No incidente no Campo de Frade, a empresa responsável pela poluição tinha nome e endereço, bem como adotou as ações emergenciais para controle do vazamento. Diferentemente, no Litoral do Nordeste, até hoje não se sabe qual fato extraordinário ocasionou a enorme poluição hídrica do mar.
Mais de dois meses após o início da chegada dos resíduos às praias do Nordeste, a origem do vazamento de óleo continua desconhecida. Até o momento, temos apenas perguntas: o que de fato aconteceu?

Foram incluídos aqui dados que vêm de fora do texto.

PR #1429, opened 2023-11-11
fix: `dataLength` of witness should be `u16`, not `u32`

nedsalk:
As per the [specs](https://github.com/FuelLabs/fuel-specs/blob/master/src/tx-format/witness.md), `dataLength` of a witness is of type `uint16`, not `uint32`.


arboleya (approved):
🕵️‍♂️

PR #1454, opened 2023-11-25
fix: ensure hex values are prefixed or fail

### LINKED ISSUE #1148: Ensure that expected hex data is always prefixed
Follow-up from #1093:

We should ensure that in all the places where we are expecting the input to be a hex value, it is correctly prefixed. We should not be converting loose hex values into hex prefixed strings (this can cause serious errors when applied to non-hex values incorrectly).

camsjams:
Closes #1148 

Storage slot json files do not prefix hex values:
```json
[
  {
    "key": "f383b0ce51358be57daa3b725fe44acdb2d880604e367199080b4379c41bb6ed",
    "value": "0000000000000000000000000000000000000000000000000000000000000000"
  }
]
```

There is an issue worth pursuing separately, but I think its fine as is since storage-slots are presumed to be generated by `forc` and can therefore be trusted as a hex value.

### DIFF
--- a/.changeset/selfish-rocks-tap.md
+++ b/.changeset/selfish-rocks-tap.md
@@ -1,0 +1,5 @@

Qual foi o local da origem do vazamento ou derramamento de óleo? Quando se deu o incidente? Por que ele ocorreu? Quem foi o responsável pelo crime ambiental? Por que o desastre foi ocultado pelo poluidor?
No dia 1o de novembro, a Polícia Federal deflagrou a "Operação Mácula", para investigar a autoria de um possível derramamento de óleo no Litoral do Nordeste, a 733,2 km da Costa da Paraíba. O principal suspeito é o navio Bouboulina, de origem grega, que transportava petróleo cru da Venezuela para a Malásia.

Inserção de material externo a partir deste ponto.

PR #1407, opened 2023-11-06
chore: make `SDK` conform with `Tx` policies

Torres-ssf:
- Close: https://github.com/FuelLabs/fuels-ts/issues/1436

# Requirements

- Update rust to version 1.73 — `rustup update`

> This is necessary to build the latest `forc` from source.

# Status

```
Test Suites: 3 failed, 249 passed, 252 total
Tests:       4 failed, 18 skipped, 1436 passed, 1458 total
```

# Failing tests

- [x] `apps/docs-snippets/src/guide/contracts/call-parameters.test.ts` _(fee-related)_

<br />

- [x] `packages/fuel-gauge/src/bytes.test.ts` _(predicate args using heap-types)_
- [x] `packages/fuel-gauge/src/contract.test.ts` _(fee-related)_
- [x] `packages/fuel-gauge/src/coverage-contract.test.ts` _(flaky, two tests using same wallet pvt key)_
- [x] `packages/fuel-gauge/src/fee.test.ts` _(fee-related)_
- [x] `packages/fuel-gauge/src/predicate/predicate-arguments.test.ts` _(predicate args using heap-types)_
- [x] `packages/fuel-gauge/src/predicate/predicate-invalidations.test.ts` _(fee-related)_
- [x] `packages/fuel-gauge/src/predicate/predicate-with-contract.test.ts` _(fee-related)_
- [x] `packages/fuel-gauge/src/predicate/predicate-with-script.test.ts` _(fee-related)_
- [x] `packages/fuel-gauge/src/raw-slice.test.ts` _(predicate args using heap-types)_
- [x] `packages/fuel-gauge/src/script-main-args.test.ts` _(fee-related)_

Porém, especialistas do Laboratório de Análise e Processamento de Imagens de Satélites (Lapis) contestam a hipótese da Marinha do Brasil sobre a origem do vazamento. Uma das hipóteses defendidas é de que o vazamento de óleo pode ter partido de um navio fantasma, que navegava a 40 km de São Miguel do Gostoso (RN), no Litoral Norte do Nordeste.
É provável que a embarcação estava com o transponder desligado, equipamento que identifica rastreia todo o seu itinerário e localização.
Com o avanço das investigações, o Lapis já identificou uma grande mancha de óleo, a partir de imagens do satélite Sentinel-1A e do satélite Acqua Modis. O grande derramamento de óleo foi detectado no dia 24 de julho, nas proximidades do Rio Grande do Norte. Veja as imagens e a análise completa neste artigo atualizado.
Os resíduos de petróleo encontrados no Litoral do Nordeste não têm relação com a passagem dos cinco navios gregos investigados pela Marinha do Brasil, incluindo o Bouboulina. Este artigo é bastante esclarecedor sobre o avanço das investigações.
A legislação ambiental brasileira e internacional tem como foco prevenir acidentes, que fazem parte das atividades de risco do setor de petróleo. Porém, uma vez ocorrido, poderá haver desdobramentos em pelo menos três áreas distintas.
São elas: na obrigação de medidas de reparação pelo infrator, nas penas administrativas impostas pelos órgãos ambientais e nas implicações de ordem criminal. Uma atuação ágil e efetiva por parte do poluidor é fundamental para minimizar as penalidades aplicadas.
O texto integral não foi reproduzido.